The script automatically tracks several key aspects of your training process. For Git repository states, it records the commit hashes of both the training script repository and the LyCORIS repository, allowing you to reference the exact code versions used.

The script also handles important training files by making copies of your configuration. It creates hashes of your training configuration file (config.toml), saves any sample prompts used during training in sample-prompts.txt, and preserves a copy of the training script itself for future reference.

To keep your workspace organized, the script includes automatic cleanup functionality. It monitors for any failed training runs and removes their output directories, ensuring your workspace stays clean and manageable over time.

Helper Functions

The script relies on several helper functions:

setup_training_vars

The setup_training_vars function handles the basic training variables needed for the process. It extracts both the dataset name and number of steps from the provided model name. Additionally, it creates and configures the necessary output directories while validating that the specified training directory exists.

setup_conda_env

This function manages all aspects of the Conda environment setup. It handles activating the environment that was specified, validates that the environment actually exists, and performs the initialization of Conda for the current shell session.

store_commits_hashes

The store_commits_hashes function is responsible for tracking the state of Git repositories. It records the commit hashes from the repositories, makes copies of all relevant configuration files, and generates SHA-1 hashes that can be used for tracking purposes.

cleanup_empty_output

This cleanup function helps maintain a tidy workspace by removing output directories from failed training runs. It intelligently preserves any directories that contain samples or models while removing empty ones. For cases where this automatic cleanup is not desired, it can be disabled by setting NO_CLEAN=1.

Best Practices

  1. Naming Convention: Use a consistent naming format:

    {model}-{dataset}-v{version}s{steps}
    

    Example: noob-surrounded_by_penis-v1s2400

  2. Directory Structure:

    datasets/
    ├── dataset_name/
    │   ├── config.toml
    │   └── sample-prompts.txt
    output_dir/
    └── model_name/
        ├── repos.git
        ├── config.toml
        ├── sample-prompts.txt
        └── training_script.sh
    
  3. Version Control: Always work in Git repositories for:

    • Training scripts
    • Dataset configurations
    • Custom training code
  4. Documentation: Keep notes of:

    • Training parameters that worked well
    • Failed experiments and why they failed
    • Model performance observations

You can enable debug output with:

DEBUG=1 ./your_training_script.sh

Additional Tips

For effective version control, always work with training scripts, dataset configurations, and custom training code in a Git repository. Commit changes to your training scripts before starting new training runs to ensure reproducibility.

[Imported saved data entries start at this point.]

PR #134, opened 2022-05-28
Korean Translation Update

MarongHappy:
Update Korean Translation

## Description

### Submitter Checklist


JoshStrobl:
This is not the appropriate method. It should be via Transifex. https://www.transifex.com/buddiesofbudgie/budgie-10/

MarongHappy:
OK. Thx.

PR #142, opened 2022-06-12
Set notif popup position after size allocation

### LINKED ISSUE #139: Notification position incorrect after upgrade
## Description
Since upgrading Ubuntu Budgie from 21.10 to 22.04 (not sure which version of Budgie Desktop that involves), I have a minor problem with the position of notifications.
I have them set to "bottom right", but they now appear a few inches up the screen instead of in the corner as they used to. Still works fine, just looks odd.

## Budgie version
10.6.1 on Ubuntu Budgie 22.04

## Operating system
Ubuntu Budgie 22.04

Set notification position to "bottom right"
Receive a notification

## Actual result
Notification appears further up the screen than it should
image

## Expected result
Notification appears at the bottom right of the screen

## Additional information
I don't use any DPI scaling. I use 2540x1440 resolution. Fractional scaling is off.

serebit:
## Description

Instead of using GTK's estimation for the size our popup window will be, we attach to the size_allocate signal and show the popup before setting its position. Once size_allocate is called, the proper size of the notification is known, and we can immediately move it to the correct position before the screen is updated with the notification visible. This makes the behavior of the bottom-left and bottom-right notification positions match the behavior of the top-left and top-right positions.

Fixes #139.

### Submitter Checklist

### DIFF
--- a/src/daemon/notifications/dbus.vala
+++ b/src/daemon/notifications/dbus.vala
@@ -243,7 +243,6 @@
 				this.popups[id] = new Popup(this, notification);
 				this.configure_window(this.popups[id]);
 				this.latest_popup_id = id;
-				this.popups[id].show_all();
 				this.popups[id].begin_decay(notification.expire_timeout);
 
 				this.popups[id].ActionInvoked.connect((action_key) => {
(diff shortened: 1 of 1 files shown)


EbonJaeger (approved):
Looks good to me, thanks!

PR #154, opened 2022-07-10
Fix PowerIndicator spam by only emitting warning once.

### LINKED ISSUE #151: PowerIndicator spamming journal log every 30 seconds
## Description
Running on virtualbox I was perusing the journal and noticed every 30 seconds our PowerIndicator was spamming the log
Screenshot from 2022-06-29 14-02-18

Logically makes sense in a virtualbox session where there isnt a "battery device" as such.  Not sure what happens on a desktop machine as opposed to a laptop where there similarly is likely not to be a battery to report on.

For a lengthy virtualbox session / non-battery based desktop the journal will grow unnecessarily fast.

Solution?  Maybe don't bother reporting / write once only and never again / any other suggestion?

## Budgie version
10.6.1

## Operating system
UB 22.10

Run budgie in a virtualbox session

## Actual result
See description

## Expected result
Suggest only write once or don't bother.

JoshStrobl:
Fixes #151

### DIFF
--- a/src/applets/status/PowerIndicator.vala
+++ b/src/applets/status/PowerIndicator.vala
@@ -13,6 +13,7 @@ public class BatteryIcon : Gtk.Box {
 	/** The battery associated with this icon */
 	public unowned Up.Device battery { protected set; public get; }
 	bool changing = false;
+	bool emitted_warning = false;
 
 	private Gtk.Image image;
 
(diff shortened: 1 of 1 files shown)


fossfreedom (approved):
Testing on virtualbox. Works as expected (i.e. watched journalctl for a while).

Cheers!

Keep detailed notes about your training process, including training parameters that worked well, failed experiments and their reasons, and model performance observations. This helps with future optimization and avoiding mistakes.

For long-term preservation, regularly backup your training configurations, sample prompts, and Git repositories. For efficient experiment tracking, consider using additional tools like TensorBoard for visualizing training metrics, Git LFS for large file storage, or external experiment tracking platforms for documenting the entire process.